The pain that sickle cell patients undergo and the their parents is another topic is under study in the novel. It is torture for a woman to bury her children one after the other to the deadly blood cell disorder. While not denying the concept of Abiku, the writer elevates medicine above the Nigerian superstition when Akin's mother describes the dead children as belonging to the spirit world of Abiku that is born to die again in repeated circles. That is why she advised that Olamide be mutilated and beaten with cane so that the imprint of the effect will be seen on her should she decide to come back. Unknown to Akin's mother, Dotun is the carrier of the red blood disorder.
The writer leaves the reader in no doubt that she is a student of African folklore in the way she adopted popular folktales like Olurunmbi who reneges on her promise to give back her first child to the Iroko tree that helped her locate her missing parents.
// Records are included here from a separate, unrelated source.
PR #1071, opened 2019-11-14
Superb guide: Move ssr build into webpack for faster server startup

GregWeil:
## Links

## Changes:
- Get rid of the separate `babel` call, now ssr is prepared as part of the webpack build
  - Less confusing output: there's a single 'build complete' message
  - The server only reloads once the entire build is done, not every time babel writes out a single file
- Don't watch for file changes when `BUILD_TYPE=static`, so chokidar and require.cache manipulation don't even come into play

## How To Test:
Try running the site with `BUILD_TYPE` set to `memory` `watcher` and `static`. In watcher mode it should only ssr load once on startup and again after the build finishes, rather than on every request until babel finishes.


keithk:
This looks great.

I wonder if this is something that we should step away from trying to do ourselves in the long term, though. Something like [Razzle](https://github.com/jaredpalmer/razzle) which just enables SSR/frontend for any type of application could be a good avenue for us to investigate so that we aren't trying to maintain all of the code to serve our builds.

package.json
```diff
@@ -18,8 +18,7 @@
     "./src/utils/lever/lever.styl"
   ],
   "scripts": {
-    "build": "npm run build:webpack && npm run build:babel",
-    "build:babel": "npx babel ./src --config-file ./.babelrc.node.js --copy-files -d ./build/node",
+    "build": "npm run build:webpack",
```
clottman: Since this is just doing one thing now, can we simplify it to `build: npx webpack` and get rid of the extra script entry? We would need to replace the other uses of that script though too, like in `watch:webpack`

package.json
```diff
@@ -145,6 +142,7 @@
     "webpack": "^4.35.0",
     "webpack-cli": "^3.3.5",
     "webpack-dev-middleware": "^3.7.0",
+    "webpack-node-externals": "^1.7.2",
```
clottman: Why did this need to move? Do we need it in both dependencies and devDependencies (line 162)?

server/render.js
```diff
@@ -5,64 +5,68 @@ const { captureException } = require('@sentry/node');
...
-});
-
-const requireClient = () => {
-  if (needsTranspile) {
-    // remove everything in the src directory
-    Object.keys(require.cache).forEach((location) => {
-      if (location.startsWith(directory)) delete require.cache[location];
+const watch = (location, entry, log) => {
+  let needsReload = true;
+  requireClient = () => {
```
clottman: What are we gaining by making this a mutating function identifier? Are there different cases when each version would get called?

webpack.config.js
```diff
@@ -174,4 +173,64 @@ module.exports = smp.wrap({
...
+              },
+              'stylus-loader',
+            ],
+          },
+        ],
+      },
+    ],
+  },
+  externals: [
+    NodeExternals(),
```
clottman: How were we getting by without this before?

webpack.config.js
```diff
@@ -174,4 +173,64 @@ module.exports = smp.wrap({
...
+    (context, request, callback) => /^Shared[\\/]/.test(request) ? callback(null, `commonjs ${request}`) : callback(),
```
clottman: What's this line doing?

webpack.config.js
```diff
@@ -174,4 +173,64 @@ module.exports = smp.wrap({
...
+          {
+            test: /\.styl/,
+            use: [
+              {
+                loader: 'css-loader',
+                options: {
+                  modules: {
+                    localIdentName: '[name]__[local]___[hash:base64:5]',
+                  },
+                  onlyLocals: true,
```
clottman: I see [the docs for this option](https://github.com/webpack-contrib/css-loader#onlylocals) but I don't fully understand them. Will classes written as `:global` still work?

server/render.js
```diff
@@ -5,64 +5,68 @@ const { captureException } = require('@sentry/node');
...
-  clearCache(); // clear the server rendering cache
-});
-
-const requireClient = () => {
-  if (needsTranspile) {
-    // remove everything in the src directory
-    Object.keys(require.cache).forEach((location) => {
-      if (location.startsWith(directory)) delete require.cache[location];
+const watch = (location, entry, log) => {
+  let needsReload = true;
```
clottman: I'm having a hard time following the logic around setting this/using it. Is there a way we can refactor to make control flow rely less on this variable?

webpack.config.js
GregWeil: The babel cli builder compiled each file separately, so the resulting build was a mirrored src directory but with node compatible code. That meant that node `require('module')` calls (transpiled from `import from 'module'` statements) worked without any special consideration. Webpack writes out a single build/server.js bundle, and by default would pack in all of the external dependencies like it does for the client build.

package.json
GregWeil: Oh, I didn't notice that it was already there. I guess it could stay in `devDependencies` since it's only used in memory/watcher mode and isn't needed for static builds

webpack.config.js
GregWeil: That's telling webpack not to include anything from the shared directory in the bundle. There are many ways to config this, but this was the only way I could get to preserve the call as is (and is pretty much how the node externals lib does it, except matching against node_modules)

GregWeil: https://webpack.js.org/configuration/externals/#function

webpack.config.js
GregWeil: They will still be included in the client build which writes the actual css. They won't be exposed via `import styles from './styles.styl'` calls, but I don't think global classes were anyway since they don't get renamed.

webpack.config.js
clottman: Why should shared not go in the bundle?

GregWeil: If it's included in the bundle all src code will get a different copy of the shared files (the bundled copy) than the server code, which will read the original files. Having two copies of the same module running can cause issues with module-level state being duplicated.

server/render.js
GregWeil: `watch` doesn't get called in static mode, so `requireClient` is just a direct call to require. I'll see how I can improve readability there

server/render.js
GregWeil: Probably, I'll see what I can do

GregWeil: I renamed things and shuffled them around a bit, is this an improvement?

PR #1072, opened 2019-11-15
Don't handle the error twice for invite user

sarahzinger:
## Links
* Remix link: https://joyous-nutria.glitch.me/
* Issue-tracker link: https://app.clubhouse.io/glitch/story/1702/weird-ui-messaging-in-response-to-a-team-invite-failing-due-to-rate-limiting

## GIF/Screenshots:
before:
Screen Shot 2019-11-15 at 3 18 56 PM

after:
Screen Shot 2019-11-15 at 3 19 10 PM

## Changes:
When we run into an error inviting a user to a team we seem to be handling it in 2 places so I'm leaving this one: https://github.com/FogCreek/Glitch-Community/blob/master/src/components/team-users/index.js#L219 and removing the generic one in team.js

It also hints on the importance of family. The most affected are who have lost either or both parents. It is part of Yejide's loneliness that made her sit by the door of her stepmothers for the stories they told.
Despite being a great read for anyone who loves reading, there are loose ends in the novel. For instance, Yejide still goes about praying at mountains top for the opening of her womb while there is no mention of sexual intercourse between both Akin and herself. That does not really add up. Another case in point is the silence with which Funmi's family accepted her death without demanding some form of explanations about the cause of her death. In a normal real life setting that the novel tries to portray, people don't accept the death of their loved ones without asking questions. This, the writer fails to do.
Above all, the writer has given to the reader the fact that love will always triumph over every obstacle that life brings.